Ask two people and you’ll get a different definition of “multimodal interaction“. From my (HCI) perspective, it is interaction with technology using a variety of human capabilities; such as our perceptual abilities (like seeing, hearing, feeling) and motor control abilities (like speaking, gesturing, touching). In one of this year’s keynotes, Yvonne Rogers said we should design multimodal interfaces because we also experience the world using many modalities.
In this post I’m going to recap what I thought were the most interesting papers at the conference this year. There are also some photos of the sights, because why not?
Gesture Heatmaps: Understanding Gesture Performance with Colorful Visualizations
by Radu-Daniel Vatavu, Lisa Anthony and Jacob O. Wobbrock
Vatavu et al. presented a poster on Gesture Heatmaps, which are visualisations of how users perform touch-stroke gestures.
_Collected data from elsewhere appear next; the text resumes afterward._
PR #3275, opened 2021-07-28
PoC: Add an icon package to de-dupe icons across the CMS and front-end

VWSCoronaDashboard:
## Summary

I've forked react-feather and made our own icon system which gets generated automatically from a folder of SVG's.

## Motivation

We are duplicating the icons in the CMS and the front-end. This way we can de-dupe it and have a single source of truth.
There's also not a convenient way to change height, width, color or other attributes. This icon package solves that too.

## Detailed design

`yarn compile` reads all of the svg files in `/src/svg/` and outputs them as React Components
You can read `bin/build.js` for more info on how it works.

## Unresolved questions

- Should Icons be same-size or have the same height but different widths?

Their visualisations represent characteristics of how users perform gestures, such as stroke speed and distance error from a gesture template. These visualisations can be used to summarise gesture performances, giving insight into how users perform touch gestures. These could be used to identify problematic gestures or understand which parts of gestures users find difficult, for example. Something which I liked about this paper was the way they used these visualisations to create confusion matrices, showing where and why gestures were misclassified.
CrossMotion: Fusing Device and Image Motion for User Identification, Tracking and Device Association
by Andrew D. Wilson and Hrvoje Benko
Wilson and Benko found that device acceleration (from accelerometers) was highly correlated with image acceleration (from a Kinect, in this case). This means that fusing acceleration data from these two sources can be used to identify a particular person in an image, even if their mobile device isn’t visible (for example, phone in pocket). Some advantages of using this approach are that users can be found in an image from their device movement alone (simplifying identification) and devices can be identified and tracked, even without direct line of sight.
SoundFLEX: Designing Audio to Guide Interactions with Shape-Retaining Deformable Interfaces
by Koray Tahiroğlu, Thomas Svedström, Valtteri Wikström, Simon Overstall, Johan Kildal and Teemu Ahmaniemi
Tahiroğlu et al. looked at how audio cues could be used to guide interactions with a deformable interface. They found that sound was an effective way of encouraging users to deform devices and some of their designs were particularly effective for guiding users to specific deformations. Based on these findings, they recommend using sound to help users discover deformations. Koray had a cool demo at the conference, which is the first time I’ve tried a deformable device prototype. Pretty neat idea.